Releasing soon Vigo is in alpha and closing in on its first stable release. Expect breaking changes between releases until then — we're looking for testing partners with meaningful fleets across diverse architectures. Learn more →

Host Self

Host-level resource pressure indicators that don't fit in any other collector. The agent's own footprint is tracked in agent_self; per-mountpoint disk in mountpoints; system memory in memory.

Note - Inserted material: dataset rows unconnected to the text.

PR #417, opened 2023-03-24
Fix #394 for all children of `QSinglePointEvent`

### LINKED ISSUE #394: Differences in QEvent subclass APIs in PyQt6 cause attribute and/or type errors
For example, my application uses qtconsole, which in turns uses QtPy. At one point, qtconsole does:
```
        elif etype == QtCore.QEvent.MouseMove:
            anchor = self._control.anchorAt(event.pos())
            QtWidgets.QToolTip.showText(event.globalPos(), anchor)
```
However, when running PyQt6, the method `QMouseEvent.globalPos()` has been removed (as it has also been removed in Qt6 itself). Simply changing to call `QMouseEvent.globalPosition()` doesn't work, as the return type of that is different, `QPoint` (old) v.s. `QPointF` (new).

This is particularly annoying as most event classes used to have the same API - `pos` and `globalPos` returning `QPoint`, sometimes `posF` etc. for a floating version. Now in Python you have to do a load of type checks when you have a method that handles multiple event types. In C++ this would be spotted at compile time, which is probably why the Qt devs thought it was a reasonable change to make.

I would propose mapping this method similar to how e.g. `QFontMetrics.width` is, by monkey patching it directly onto the class object after import. i.e.:

`QMouseEvent.globalPos = lambda self: self.globalPosition().toPoint()`

There may be other missing methods, for example `QMouseEvent.pos()` doesn't actually exist in Qt6 but is defined in PyQt6 anyway - I don't know whether it exists in PySide6.

StSav012:
Analyzing https://github.com/spyder-ide/qtpy/pull/408, I've noticed that the functions I made for Qt6 are not actually of `QMouseEvent`, but belong to its base class `QSinglePointEvent`. So, that's the quick fix for that. I'm sorry I haven't done this several days earlier.

Unfortunately, I couldn't think of good tests for `QNativeGestureEvent`, `QEnterEvent`, `QTabletEvent`, `QHoverEvent`, and `QWheelEvent`, which all are the child classes of `QSinglePointEvent` in Qt6. I'd really appreciate some help here.


StSav012:
Added dummy checks (`assert something is not None`).

As a side note, would [`qtbot.waitExposed`](https://pytest-qt.readthedocs.io/en/latest/reference.html?highlight=waitExposed#pytestqt.qtbot.QtBot.waitExposed) help the stalls of the tests on macOS CI with Python 3.7? The docs read
> This is mainly useful for asynchronous systems like X11, where a window will be mapped to screen some time after being asked to show itself on the screen.

I'd like to try, but not in a PR here.

qtpy/tests/test_qtgui.py
```diff
@@ -101,8 +101,47 @@ def mouseDoubleClickEvent(self, event: QtGui.QMouseEvent) -> None:
...
+    assert QtGui.QHoverEvent.y is not None
+    assert QtGui.QHoverEvent.position is not None
+    assert QtGui.QTabletEvent.pos is not None
+    assert QtGui.QTabletEvent.x is not None
+    assert QtGui.QTabletEvent.y is not None
+    assert QtGui.QTabletEvent.globalPos is not None
+    assert QtGui.QTabletEvent.globalX is not None
+    assert QtGui.QTabletEvent.globalY is not None
+    assert QtGui.QTabletEvent.position is not None
+    assert QtGui.QTabletEvent.globalPosition is not None
```
CAM-Gerlach, line 144: This is getting a bit code smelly. Could you maybe replace this with a two-layer nested `for` loop using `getattr`?

```suggestion
    for name in ['QNativeGestureEvent', 'QEnterEvent', 'QTabletEvent', 'QHoverEvent']:
        for attr in ['pos', 'x', 'y', 'globalPos', 'globalX', 'globalY', 'position', 'globalPosition']:
            assert getattr(QtGui, name) is not None
```

Also, `QTabletEvent` is repeated twice. Did you mean to include something else, like `QSinglePointEvent`?

CAM-Gerlach (commented):
One comment on how to simplify the tests

qtpy/tests/test_qtgui.py
StSav012: Oh, the lines are just an extra copy. Initially, I thought of adding `QWheelEvent` to the list. As for your suggestion, it's not equivalent to my code, although close. I'll fix the code in and hour.

StSav012:
> One comment on how to simplify the tests

That actually is what the review process for. Thanks, @CAM-Gerlach!

One of the tests failed, but it's not me this time. I wish there was a way to stabilize the test environment and reuse it to speed the tests up.

CAM-Gerlach:
I restarted the failed job. If it keeps happening, I can look into it further or explore other options like locked dependencies or additional caching.

qtpy/QtGui.py
```diff
@@ -87,12 +87,33 @@ def movePositionPatched(
...
 if PYQT5 or PYSIDE2:
     from qtpy.QtCore import QPointF as __QPointF
-    QMouseEvent.position = lambda self: __QPointF(float(self.x()), float(self.y()))
+    QNativeGestureEvent.x = lambda self: self.localPos().toPoint().x()
+    QNativeGestureEvent.y = lambda self: self.localPos().toPoint().y()
+    QNativeGestureEvent.position = lambda self: self.localPos()
+    QNativeGestureEvent.globalX = lambda self: self.globalPos().x()
+    QNativeGestureEvent.globalY = lambda self: self.globalPos().y()
+    QNativeGestureEvent.globalPosition = lambda self: __QPointF(float(self.globalPos().x()),
+                                                                float(self.globalPos().y()))
```
ccordoba12, line 96:
```suggestion
    QNativeGestureEvent.globalPosition = lambda self: __QPointF(
        float(self.globalPos().x()), float(self.globalPos().y()))
```

qtpy/QtGui.py
```diff
@@ -87,12 +87,33 @@ def movePositionPatched(
...
+    QEnterEvent.position = lambda self: self.localPos()
+    QEnterEvent.globalPosition = lambda self: __QPointF(float(self.globalX()), float(self.globalY()))
```
ccordoba12, line 98:
```suggestion
    QEnterEvent.globalPosition = lambda self: __QPointF(
        float(self.globalX()), float(self.globalY()))
```

qtpy/QtGui.py
```diff
@@ -87,12 +87,33 @@ def movePositionPatched(
...
+    QTabletEvent.position = lambda self: self.posF()
+    QTabletEvent.globalPosition = lambda self: self.globalPosF()
+    QHoverEvent.x = lambda self: self.pos().x()
+    QHoverEvent.y = lambda self: self.pos().y()
+    QHoverEvent.position = lambda self: self.posF()
+    # no `QHoverEvent.globalPosition`, `QHoverEvent.globalX`, nor `QHoverEvent.globalY` in the Qt5 docs
```
ccordoba12, line 104:
```suggestion
    # No `QHoverEvent.globalPosition`, `QHoverEvent.globalX`,
    # nor `QHoverEvent.globalY` in the Qt5 docs.
```

qtpy/QtGui.py
```diff
@@ -87,12 +87,33 @@ def movePositionPatched(
...
+    QMouseEvent.position = lambda self: self.localPos()
     QMouseEvent.globalPosition = lambda self: __QPointF(float(self.globalX()), float(self.globalY()))
```
ccordoba12, line 106:
```suggestion
    QMouseEvent.globalPosition = lambda self: __QPointF(
        float(self.globalX()), float(self.globalY()))
```

qtpy/tests/test_qtgui.py
```diff
@@ -101,8 +101,16 @@ def mouseDoubleClickEvent(self, event: QtGui.QMouseEvent) -> None:
...
 
-    qtbot.mouseMove(window, QtCore.QPoint(42, 6 * 9))
-    qtbot.mouseDClick(window, QtCore.Qt.LeftButton)
+    with qtbot.waitExposed(window):
+        qtbot.mouseMove(window, QtCore.QPoint(42, 6 * 9))
+        qtbot.mouseDClick(window, QtCore.Qt.LeftButton)
+
+    # the rest of the functions are not actually tested
+    for _class in ('QNativeGestureEvent', 'QEnterEvent', 'QTabletEvent'):
+        for _function in ('pos', 'x', 'y', 'globalPos', 'globalX', 'globalY', 'position', 'globalPosition'):
```
ccordoba12, line 110:
```suggestion
        for _function in ('pos', 'x', 'y', 'globalPos', 'globalX', 'globalY',
                          'position', 'globalPosition'):
```

qtpy/QtGui.py
```diff
@@ -87,12 +87,33 @@ def movePositionPatched(
...
 if PYQT6 or PYSIDE6:
-    QMouseEvent.pos = lambda self: self.position().toPoint()
-    QMouseEvent.x = lambda self: self.position().toPoint().x()
-    QMouseEvent.y = lambda self: self.position().toPoint().y()
-    QMouseEvent.globalPos = lambda self: self.globalPosition().toPoint()
-    QMouseEvent.globalX = lambda self: self.globalPosition().toPoint().x()
-    QMouseEvent.globalY = lambda self: self.globalPosition().toPoint().y()
+    for _class in (QNativeGestureEvent, QEnterEvent, QTabletEvent, QHoverEvent, QMouseEvent):
```
ccordoba12, line 108:
```suggestion
    for _class in (QNativeGestureEvent, QEnterEvent, QTabletEvent, QHoverEvent,
                   QMouseEvent):
```

ccordoba12 (commented):
Thanks @StSav012! I left some small suggestions fro you to avoid very long lines in the code, otherwise looks good to me.

CAM-Gerlach (approved):
LGTM, at least as far as my expertise is concerned :+1:

StSav012:
Thanks @ccordoba12 ! What line length do you prefer? I stick to 120 char limit. I'll gladly follow your code style to save you the extra work on cosmetics.

CAM-Gerlach:
>Thanks, @ccordoba12! What line length do you prefer? I stick to 120 char limit. I'll gladly follow your code style to save you the extra work on cosmetics.

At least in most Spyder projects, nominally 79 characters per PEP 8, but the current code is somewhat inconsistent until we blacken it (and even then, we might want to go with the default 88 characters to avoid too much churn and to avoid too many line breaks on the large number of complex lines QtPy has). I've tried to avoid too many style nitpicks myself except when in the course of another suggestion.

> @CAM-Gerlach, please apply such formatting changes without consulting me to save time (especially when a commit delays a release). Living in Europe, I read the comments many hours after they appear.

Sure, I can do that for you in the future if you like; we just generally like to be very respectful of the author's wishes and not do so without their explicit permission (which you've now given) to avoid any friction and misunderstandings (as has happened in the past). Thanks!

PR #421, opened 2023-04-05
PR: Symmetrize `QDateTime.toPython` and `toPyDateTime`, etc.

StSav012:
As far as I've noticed, the favorable Qt5 binding was PyQt5, and for Qt6 it's PySide6. They are different in many ways beside the Qt backend. One of the differences is the way to get Python date/time from the Qt one: it's `toPyDateTime`/`toPyDate`/`toPyTime` in PyQt5/6 and one `toPython` to rule them all in PySide2/6.

To ease the transfer from PyQt5 to PySide6, I propose the expansion of https://github.com/spyder-ide/qtpy/pull/169. And some tests for the results, as @CAM-Gerlach has suggested in https://github.com/spyder-ide/qtpy/pull/403#discussion_r1095370537.

### DIFF
--- a/qtpy/tests/test_qtcore.py
+++ b/qtpy/tests/test_qtcore.py
@@ -1,7 +1,7 @@
 """Test QtCore."""
 
-from datetime import date, datetime, time
 import sys
+from datetime import datetime
 
 import pytest
 
@@ -16,34 +16,41 @@ from qtpy import (
 )
 from qtpy.tests.utils import not_using_conda
 
+NOW = datetime.now()
+# Make integer milliseconds; `floor` here, don't `round`!
+NOW = NOW.replace(microsecond=(NOW.microsecond // 1000 * 1000))
+
 
 def test_qtmsghandler():
     """Test qtpy.QtMsgHandler"""
     assert QtCore.qInstallMessageHandler is not None
 
 
-def test_qdatetime_toPython():
-    """Test QDateTime.toPython"""
-    q_date = QtCore.QDateTime.currentDateTime()
-    assert QtCore.QDateTime.toPython is not None
+def test_QDateTime_toPython_and_toPyDateTime():
+    """Test `QDateTime.toPython` and `QDateTime.toPyDateTime`"""
+    q_datetime = QtCore.QDateTime(NOW)
+    py_date = q_datetime.toPython()
+    assert py_date == NOW
+    py_date = q_datetime.toPyDateTime()
+    assert py_date == NOW
+
+
+def test_QDate_toPython_and_toPyDate():
+    """Test `QDate.toPython` and `QDate.toPyDate`"""
+    q_date = QtCore.QDateTime(NOW).date()
     py_date = q_date.toPython()
-    assert isinstance(py_date, datetime)
+    assert py_date == NOW.date()
+    py_date = q_date.toPyDate()
+    assert py_date == NOW.date()
 
 
-def test_qdate_toPython():
-    """Test QDate.toPython"""
-    q_date = QtCore.QDate.currentDate()
-    assert QtCore.QDate.toPython is not None
-    py_date = q_date.toPython()
-    assert isinstance(py_date, date)
-
-
-def test_qtime_toPython():
-    """Test QTime.toPython"""
-    q_time = QtCore.QTime.currentTime()
-    assert QtCore.QTime.toPython is not None
+def test_QTime_toPython_and_toPyTime():
+    """Test `QTime.toPython` and `QTime.toPyTime`"""
+    q_time = QtCore.QDateTime(NOW).time()
     py_time = q_time.toPython()
-    assert isinstance(py_time, time)
+    assert py_time == NOW.time()
+    py_time = q_time.toPyTime()
+    assert py_time == NOW.time()
 
 
 @pytest.mark.skipif(
--- a/qtpy/tests/test_qtcore.py
+++ b/qtpy/tests/test_qtcore.py
@@ -1,7 +1,7 @@
 """Test QtCore."""
 
 import sys
-from datetime import datetime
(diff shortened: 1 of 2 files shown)


StSav012:
What's the failed check? How has it come to that conclusion? I guess it's with `conda=Yes`.

Should I split the tests into individual functions? I certainly can, but that would decrease the readability of the code, making numerous functions, of which the `def` lines, the doc strings, and the spaces in between would make the most of the code. Anyway, it's up to you to decide.

qtpy/tests/test_qtcore.py
```diff
@@ -16,34 +16,41 @@
 )
 from qtpy.tests.utils import not_using_conda
 
+NOW = datetime.now()
+# Make integer milliseconds; `floor` here, don't `round`!
+NOW = NOW.replace(microsecond=(NOW.microsecond // 1000 * 1000))
```
CAM-Gerlach, line 21: To avoid double-assignment of a module-level constant, why not

```suggestion
# Make integer milliseconds; `floor` here, don't `round`!
NOW = datetime.now().replace(microsecond=(NOW.microsecond // 1000 * 1000))
```

qtpy/tests/test_qtcore.py
```diff
@@ -16,34 +16,41 @@
...
-    assert QtCore.QDateTime.toPython is not None
-    py_date = q_date.toPython()
-    assert isinstance(py_date, datetime)
+def test_QDateTime_toPython_and_toPyDateTime():
+    """Test `QDateTime.toPython` and `QDateTime.toPyDateTime`"""
+    q_datetime = QtCore.QDateTime(NOW)
+    py_date = q_datetime.toPython()
+    assert py_date == NOW
+    py_date = q_datetime.toPyDateTime()
+    assert py_date == NOW
```
CAM-Gerlach, line 35: I suggest paratermizing each of the tests for the two methods instead of conflating the two and duplicating logic, with the name of the method to call, i.e. something like

```suggestion
@pytest.mark.parametrize("method", ["toPython", "toPyDateTime"])
def test_QDateTime_toPython_and_toPyDateTime(method):
    """Test `QDateTime.toPython` and `QDateTime.toPyDateTime`"""
    q_datetime = QtCore.QDateTime(NOW)
    py_date = getattr(q_datetime, method)()
    assert py_date == NOW
```

And the same for the other tests.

This collector covers the in-between signals that matter for "is this host about to fall over": kernel-wide FD consumption, total process count, and recent OOM-killer activity.

Trait Path

host_self

Fields

Path Type Example Description
host_self.fd_used integer 9472 File descriptors currently allocated kernel-wide (/proc/sys/fs/file-nr field 1)
host_self.fd_max integer 9223372036854775807 Kernel ceiling for the file table (/proc/sys/fs/file-nr field 3)
host_self.fd_pct number 0.0001 fd_used / fd_max × 100, rounded to 2 decimal places
host_self.proc_count integer 412 Number of /proc/<pid> entries (live processes)
host_self.oom_recent integer 0 1 if dmesg/kern.log shows an OOM-killer invocation in the recent log window, 0 otherwise

Collection Method

All reads are pure procfs (no subprocess fork) on the happy path:

  • host_self.fd_used, host_self.fd_max, host_self.fd_pct — read from /proc/sys/fs/file-nr
  • host_self.proc_countread_dir("/proc") filtered to numeric entries
  • host_self.oom_recent — checks /var/log/kern.log if present (reads only the last 256 KiB to avoid scanning rotated 100 MB logs); falls back to journalctl -k --since '1 hour ago' --no-pager -q when kern.log is missing. The journalctl fallback is the only subprocess in this collector and is bounded to 2 seconds — a wedged journalctl can never block check-in.

Errors from any of the reads are silently swallowed and the field is reported as 0. The point of the collector is signal, not certainty.

Why This Matters

Per-process FD limits (agent_self.open_fds) and per-mount disk usage (mountpoints) catch most resource-exhaustion modes, but two host-level signals slip through:

  • Kernel file table exhaustion. /proc/sys/fs/file-nr is the only place that reports kernel-wide FD usage. A runaway process can blow past agent_self.open_fds thresholds while the kernel itself is healthy, or — rarely — push the kernel ceiling itself.
  • OOM kills that didn't hit the agent. If the OOM killer fires on something else (a package manager, a stray child, a noisy neighbor on a shared host), the agent process survives but the host is clearly under memory pressure.

The collector is classified volatile — it refreshes every cycle so a sudden FD or proc-count spike is visible in real time.

Using in When Expressions

- name: page-oncall-fd-pressure
  type: exec
  command: /usr/local/bin/alert host-fd-pressure
  when: "host_self.fd_pct > 80"

- name: hold-deploys-after-oom
  type: file
  target_path: /var/lib/vigo/deploy-paused
  content: "OOM-killer fired in last hour\n"
  when: "host_self.oom_recent == 1"

Using in Templates

- name: host-pressure-report
  type: file
  target_path: /var/lib/vigo/host-pressure.txt
  content: |
    FDs: {{ .Traits.host_self.fd_used }} / {{ .Traits.host_self.fd_max }} ({{ .Traits.host_self.fd_pct }}%)
    Processes: {{ .Traits.host_self.proc_count }}
    Recent OOM: {{ .Traits.host_self.oom_recent }}

Platform

Linux only. macOS, BSD, and Windows return null for the entire trait — none of them expose /proc/sys/fs/file-nr or /proc the same way, and substituting lsof | wc -l would mean spawning a subprocess on every check-in.